- The task -
Set down the line that has "In any case" and each line beneath it, through the last line of the entries, exactly and with no others.

== Segment start ==

PR #407, opened 2022-11-18
fix: mysql-2: support extract values in all known calling conventions

mmanciop:
Collect the values passed as named or unnamed parameters in to `mysql-2`'s `.query()` and `.execute()` for the following calling conventions:

* Values nested in `options` object: `client.query({ sql: 'SELECT * FROM users WHERE id = ?', values: ['123']}, callback?)`
* Single value: `client.query('SELECT * FROM users WHERE id = ?', '123', callback?)`
* Named parameters: `client.query('SELECT * FROM users WHERE id = ?id', {id: '123'}, callback?)`

### DIFF
--- a/src/hooks/mySql.js
+++ b/src/hooks/mySql.js
@@ -36,6 +36,7 @@ function extractValuesFromArg(arg) {
   if (isObject(arg) && typeof arg === 'object' && !!arg['values']) {
     return arg['values'];
   }
+  return undefined;
 }
 
 function queryBeforeHook(args, extenderContext) {
--- a/src/hooks/mySql.js
+++ b/src/hooks/mySql.js
@@ -32,11 +32,22 @@ function extractQueryFromArg(arg) {
   }
 }
 
-function extractValuesFromArg(arg) {
+function extractValuesFromQueryOptions(arg) {
   if (isObject(arg) && typeof arg === 'object' && !!arg['values']) {
     return arg['values'];
   }
   return undefined;
+}
+
+function extractValuesFromQueryParameter(arg) {
+  return (
+    // This is for the `.query(sql, single_param, callback?)` form; we show it as a JSON array for simplicity
+    (typeof arg === 'string' ? arg : undefined) ||
+    // This is for named parameters in the `.query(sql, {p1:'foo', p2:'bar'}, callback?)` form
+    (isObject(arg) && typeof arg === 'object' ? arg : undefined) ||
+    // This is for unnamed parameters in the `.query(sql, ['foo', 'bar'], callback?)` form
+    (Array.isArray(arg) ? arg : [])
+  );
 }
 
 function queryBeforeHook(args, extenderContext) {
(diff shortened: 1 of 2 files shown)


doriaviram (approved):

src/hooks/mySql.js
```diff
@@ -32,11 +32,26 @@ function extractQueryFromArg(arg) {
   }
 }
 
+function extractValuesFromArg(arg) {
+  if (isObject(arg) && typeof arg === 'object' && !!arg['values']) {
+    return arg['values'];
+  }
+}
```
therightstuff, line 39: please add an explicit return, even if it's null/undefined

src/hooks/mySql.js
```diff
@@ -32,11 +32,26 @@ function extractQueryFromArg(arg) {
...
+
 function queryBeforeHook(args, extenderContext) {
   const awsRequestId = TracerGlobals.getHandlerInputs().context.awsRequestId;
   const transactionId = getCurrentTransactionId();
   const query = extractQueryFromArg(args[0]);
-  const values = Array.isArray(args[1]) ? args[1] : [];
+
+  const values =
+    // This is for the `.query(options, callback?)` form
+    extractValuesFromArg(args[0]) ||
```
therightstuff, line 48: i would argue that this method should be named `extractValuesFromQueryOptions` and that the second "half" of the ternary be extracted to a method named `extractValuesFromQueryParameter`

src/hooks/mySql.test.js
```diff
@@ -52,279 +52,338 @@ describe('mySql', () => {
...
-      expect(spans).toEqual([
-        createBaseBuilderFromSpan(spans[0])
-          .withQuery('Unknown')
-          .withConnectionParameters(DUMMY_OPTIONS)
-          .withResponse(createExpectedResponse())
-          .build(),
-      ]);
-      done();
+    test('hook -> query (text: string, callback: Function) -> fail', (done) => {
+      const error = new Error('DuumyError');
```
therightstuff, line 90: trivial typo: DummyError (copy/pasted 12 times)

therightstuff (changes requested):
looking good! one minor request and one trivial observation, but overall happiness

src/hooks/mySql.js
mmanciop: Fixed in 5fbb948901e88348c95947aa27909090528b9fde

src/hooks/mySql.js
mmanciop: Fixed in dc7a11fbf24d18f3fa4ca6f207ead57ec93b0910

src/hooks/mySql.test.js
mmanciop: Fixed in b1086a53a98675ac5ccae59c5c31b5303d8d404d

therightstuff (approved):
excellent! thank you for the fixes :)

PR #476, opened 2024-01-15
feat: dynamic errors spans payload & span prioritization

nadav3396:


src/reporter.ts
```diff
@@ -115,22 +114,61 @@ export function scrubSpans(resultSpans: any[]) {
...
+  spans.sort(spansPrioritySorter);
+  let currentSize = 0;
+  const spansToSendSizes = {};
+  const spansToSend = {};
+
+  // First we try to take only the spans metadata
+  for (let index = 0; index < spans.length; index++) {
+    const spanMetadata = getSpanMetadata(spans[index]);
+    spansToSendSizes[index] = 0;
+    if (spanMetadata == undefined) continue;
```
harelmo-lumigo, line 128: Not much of a difference in this case, but `===` is the de-facto standard:
```suggestion
    if (spanMetadata === undefined) continue;
```

src/spans/awsSpan.ts
```diff
@@ -66,6 +68,79 @@ export const getSpanInfo = (): SpanInfo => {
...
+  const span1Priority = getSpanPriority(span1);
+  const span2Priority = getSpanPriority(span2);
+
+  if (span1Priority < span2Priority) {
+    return -1;
+  } else if (span1Priority > span2Priority) {
+    return 1;
+  } else {
+    return 0;
+  }
```
harelmo-lumigo, line 94:
```suggestion
  return Math.sign(span1Priority - span2Priority)
```

src/spans/awsSpan.ts
```diff
@@ -66,6 +68,79 @@ export const getSpanInfo = (): SpanInfo => {
...
+};
+
+export const getSpanMetadata = (span: any): any => {
+  const spanCopy = JSON.parse(JSON.stringify(span));
```
harelmo-lumigo, line 98: So the benchmark is cool with that? :)

harelmo-lumigo (approved):

src/spans/awsSpan.ts
nadav3396: yes, So I think we are good. (We do this logic only in rare cases so most of the time it will not run at all

PR #481, opened 2024-05-06
feat: add big spans support (zip)

omrilumigo:
Spans in big invocations with a big payload might be scraped and dropped.
To not lose any the payload will be zipped when the LUMIGO_SUPPORT_LARGE_INVOCATIONS flag is set to true and the payload is bigger than the limit.

In addition I fixed a ts issue in the tests about type validation.

### DIFF
--- a/src/reporter.ts
+++ b/src/reporter.ts
@@ -9,12 +9,15 @@ import {
   safeExecute,
   shouldScrubDomain,
   spanHasErrors,
+  shouldTryZip,
 } from './utils';
 import * as logger from './logger';
 import { HttpSpansAgent } from './httpSpansAgent';
 import { payloadStringify } from './utils/payloadStringify';
 import { decodeHttpBody, getSpanMetadata, spansPrioritySorter } from './spans/awsSpan';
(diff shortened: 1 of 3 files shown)


src/reporter.ts
```diff
@@ -153,18 +157,33 @@ export function getPrioritizedSpans(spans: any[], maxSendBytes: number): any[] {
...
+    return undefined;
+  }
 
   if (
     (!isPruneTraceOff() && spans.length > NUMBER_OF_SPANS_IN_REPORT_OPTIMIZATION) ||
     size > maxSendBytes
   ) {
+    if (shouldTryZip) {
+      logger.debug(`Trying to zip spans, size [${size}], bigger than: [${maxRequestSize}]`);
+      const zippedSpans = gzipSync(JSON.stringify(spans)).toString('base64');
```
harelmo-lumigo, line 178: `gzipSync` blocks the main thread, might pose a performance hit and choke the lambda - can we use the async version? maybe we can zip the payload during the sending part, not when forging the body?

harelmo-lumigo (approved):

PR #489, opened 2024-07-07
fix: sqs json format no body caused exception

sagivoululumigo:


src/parsers/aws.ts
```diff
@@ -131,8 +131,8 @@ const sqsParserJsonProtocol = (requestData, responseData) => {
   const { body: resBody } = responseData || {};
   let awsServiceData = {};
 
-  const parsedReqBody = safeJsonParse(reqBody, {});
-  const parsedResBody = safeJsonParse(resBody, {});
+  const parsedReqBody = reqBody ? safeJsonParse(reqBody, {}) : undefined;
```
harelmo-lumigo, line 134: 1. I'd expect `safeJsonParse` to handle `null` / `undefined` cases - maybe we should fix it there instead of changing all usages
2. Let's add a test for it either way

sagivoululumigo: 1. It does handle that case, but it prints a stack trace error.
2. Sure, adding a test for this case

harelmo-lumigo: What I meant is that maybe this:

```js
export const safeJsonParse = (obj, dflt = undefined) => {
  return safeExecute(
    () => JSON.parse(obj),
    'Failed to parse json',
    logger.LOG_LEVELS.DEBUG,
    dflt
  )();
```
should change to:
```
export const safeJsonParse = (obj, dflt = undefined) => {
  return safeExecute(
    () => obj === undefined ? dflt : JSON.parse(obj),
    'Failed to parse json',
    logger.LOG_LEVELS.DEBUG,
    dflt
  )();
```
not a big deal, but it would spare the need to remember to check the value prior to each call to `safeJsonParse`

harelmo-lumigo (approved):

PR #490, opened 2024-07-10
fix: size and time limitations on large invocations

sagivoululumigo:


src/globals.test.js
```diff
@@ -3,6 +3,7 @@ import * as globals from './globals';
 import {
   DEFAULT_MAX_SIZE_FOR_REQUEST,
   DEFAULT_MAX_SIZE_FOR_REQUEST_ON_ERROR,
+  DEFAULT_MAX_SIZE_FOR_SPANS_SIZE_STORED_IN_MEMORY,
```
harelmo-lumigo, line 6: This represents the limit on a single span, no? so it should be `SPAN` and not `SPANS`.
Also, I think we should remove the redundant `SIZE` here and name this `DEFAULT_MAX_SIZE_FOR_SPAN_STORED_IN_MEMORY`

src/globals.ts
```diff
@@ -5,23 +5,32 @@ import { BasicSpan } from './types/spans/basicSpan';
...
 export const DEFAULT_MAX_SIZE_FOR_REQUEST_ON_ERROR = 1024 * 990;
+export const DEFAULT_MAX_SIZE_FOR_SPANS_SIZE_STORED_IN_MEMORY =
+  DEFAULT_MAX_SIZE_FOR_REQUEST_ON_ERROR * 10;
 export const MAX_TRACER_ADDED_DURATION_ALLOWED = 750;
 export const MIN_TRACER_ADDED_DURATION_ALLOWED = 200;
 
+const warnSpansSizeOnce = runOneTimeWrapper((threshold: number, currentSize: number) => {
+  logger.info(
+    `Lumigo tracer is no longer collecting data on the invocation, because it reached the maximum ` +
+      `size of calls collected of ${threshold} bytes (current size is ${currentSize} bytes)`
```
harelmo-lumigo, line 30: I would suggest:
```suggestion
    `Lumigo tracer is no longer collecting data on the invocation - maximum size of total spans collected (${threshold} bytes allowed, current size is ${currentSize} bytes)`
```
Also, maybe it's better to show KB rather than bytes?

src/globals.ts
```diff
@@ -33,12 +42,18 @@ export class SpansContainer {
       this.totalSpans += 1;
     }
     // Memory optimization, take up to 10x maxSize because of smart span selection logic
-    if (spanHasErrors(span) || getMaxRequestSizeOnError() * 10 > this.currentSpansSize) {
+    const maxSpansSize = getMaxSizeForStoredSpansInMemory();
+    if (spanHasErrors(span) || maxSpansSize > this.currentSpansSize) {
```
harelmo-lumigo, line 46: I think it's a bit clearer to reverse the condition, and also make this `<=` (in other place, we truncate the payload if it's greater than the limit, meaning a value equal to the limit is allowed - so I think we better be consistent)
```suggestion
    if (spanHasErrors(span) || this.currentSpansSize <= maxSpansSize) {
```

src/globals.ts
```diff
@@ -33,12 +42,18 @@ export class SpansContainer {
...
       this.spans[span.id] = span;
       this.currentSpansSize += getJSONBase64Size(span);
       logger.debug('Span created', span);
       return true;
     }
+
+    logger.debug('Span was not added due to size limitations', {
+      currentSpansSize: this.currentSpansSize,
```
harelmo-lumigo, line 54: Let's add the limit here as well

src/globals.ts
```diff
@@ -241,7 +257,15 @@ export const TracerGlobals = (() => {
     maxSizeForRequest = null,
     maxSizeForRequestOnError = null,
     lambdaTimeout = MAX_TRACER_ADDED_DURATION_ALLOWED,
-  }: TracerOptions) =>
+    maxSizeForStoredSpansInMemory = DEFAULT_MAX_SIZE_FOR_SPANS_SIZE_STORED_IN_MEMORY,
+  }: TracerOptions) => {
+    const parsedMaxSizeForRequestOnError =
+      maxSizeForRequestOnError ||
+      (process.env['LUMIGO_MAX_SIZE_FOR_REQUEST_ON_ERROR']
+        ? parseInt(process.env.LUMIGO_MAX_SIZE_FOR_REQUEST_ON_ERROR)
```
harelmo-lumigo, line 265: Do we (want to) handle a `NaN` case for this value?

src/globals.test.js
sagivoululumigo: This is the size limit for all the spans stored in memory. if we are already storing 10 MB of spans in memory and we want to add another then the user will be shown a message and the spans will be dropped.

Fixing the duplicate `SIZE` in the name

src/globals.ts
sagivoululumigo: I don't know if we should start manipulating the units, especially if the size limitation that the user specifies is always in bytes.

If the user could specify `10 MB` in the env var value then yes I would agree, but otherwise I think we should always refer to the size as bytes to avoid complications

src/globals.ts
sagivoululumigo: I don't want to change the logic of this env var, any case I think we should remove it when we have better support for large invocations

harelmo-lumigo (approved):

src/globals.ts
sagivoululumigo: Done

PR #493, opened 2024-07-16
feat: collect and return to fe tracer dropped spans reasons

sagivoululumigo:


src/globals.ts
```diff
@@ -29,21 +29,36 @@ const warnSpansSizeOnce = runOneTimeWrapper((threshold: number, currentSize: num
     `Lumigo tracer is no longer collecting data on the invocation - maximum size of total spans collected (${threshold} bytes allowed, current size is ${currentSize} bytes)`
   );
 }, {});
+export enum droppedSpanReasons {
```
harelmo-lumigo, line 32: Usually the JS convention is `DroppedSpanReasons`

harelmo-lumigo (approved):

src/globals.ts
sagivoululumigo: Fixed

PR #495, opened 2024-07-17
feat: report span counts as enrichment span

sagivoululumigo:


src/globals.ts
```diff
@@ -41,21 +41,25 @@ export enum DroppedSpanReasons {
...
+  drops: number;
+};
+
 export class SpansContainer {
-  private static spans: { [id: string]: BasicSpan } = {};
+  private static spans: { [id: string]: GenericSpan } = {};
   private static currentSpansSize: number = 0;
   private static totalSpans: number = 0;
-  private static droppedSpansReasons: { [reason: string]: number } = {};
+  private static droppedSpansReasons: { [reason: string]: DroppedSpansData } = {};
```
moshe-shaham-lumigo, line 52: why not just have a map of { string: number }
why is the type DroppedSpansData needed?

src/globals.ts
```diff
@@ -83,22 +87,27 @@ export class SpansContainer {
...
     numOfDroppedSpans: number = 1
   ): void {
-    this.droppedSpansReasons[reason] =
-      (this.droppedSpansReasons[reason.valueOf()] || 0) + numOfDroppedSpans;
+    // Check if the reason exists in the droppedSpansReasons object
+    // If it doesn't exist, initialize
+    if (!this.droppedSpansReasons[reason.valueOf()]) {
+      this.droppedSpansReasons[reason.valueOf()] = { drops: 0 };
+    }
+    this.droppedSpansReasons[reason.valueOf()].drops += numOfDroppedSpans;
```
moshe-shaham-lumigo, line 95: i think it's weird to use "valueOf()". why not just use the enum as the key of the map?
but anyway, not a big deal

src/reporter.ts
```diff
@@ -127,12 +138,22 @@ export function scrubSpans(resultSpans: any[]) {
   return resultSpans.filter((span) => safeExecute(scrubSpan, 'Failed to scrub span')(span));
 }
 
-export function getPrioritizedSpans(spans: any[], maxSendBytes: number): any[] {
+export function getPrioritizedSpans(
+  spans: any[],
+  maxSendBytes: number,
+  addEnrichmentSpan: boolean = true
```
moshe-shaham-lumigo, line 144: did i miss something, or this parameter is never used?

src/reporter.ts
```diff
@@ -153,32 +176,35 @@ export function getPrioritizedSpans(spans: any[], maxSendBytes: number): any[] {
...
+      SpansContainer.recordDroppedSpan(
+        DroppedSpanReasons.SPANS_SENT_SIZE_LIMIT,
+        false,
+        spansDropped
+      );
+      if (!enrichmentSpansDropped) {
+        finalSpansToSend = addOrUpdateEnrichmentSpan(finalSpansToSend);
+      } else {
+        logger.warn(
+          'Enrichment span was dropped due to size limit of total spans sent to lumigo, so dropped spans counts might be missing'
```
moshe-shaham-lumigo, line 201: don't we want to give the enrichment span priority?

src/types/spans/basicSpan.ts
```diff
@@ -12,7 +12,12 @@ export interface SpanInfo {
   logStreamName: string;
 }
 
-export interface BasicSpan {
+export interface GenericSpan {
+  id: string;
+  [key: string]: any;
+}
+
+export interface BasicSpan extends GenericSpan {
```
moshe-shaham-lumigo, line 20: why this change?

src/reporter.ts
sagivoululumigo: Your correct, I left this by mistake here.
Removed it

src/reporter.ts
sagivoululumigo: We do, but the function span has a higher priority.
We shouldn't reach this point, the only scenario when we will reach this is if the metadata of the function start + end spans + the metadata of the enrichment span is over the max send limit.

In any case I rather get the lambda invocation fact with no enrichment data then only enrichment data with no lambda invocation fact

src/globals.ts
sagivoululumigo: Your right, fixed it

moshe-shaham-lumigo (approved):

== Segment end ==

- Completed task -
In any case I rather get the lambda invocation fact with no enrichment data then only enrichment data with no lambda invocation fact

src/globals.ts
sagivoululumigo: Your right, fixed it

moshe-shaham-lumigo (approved):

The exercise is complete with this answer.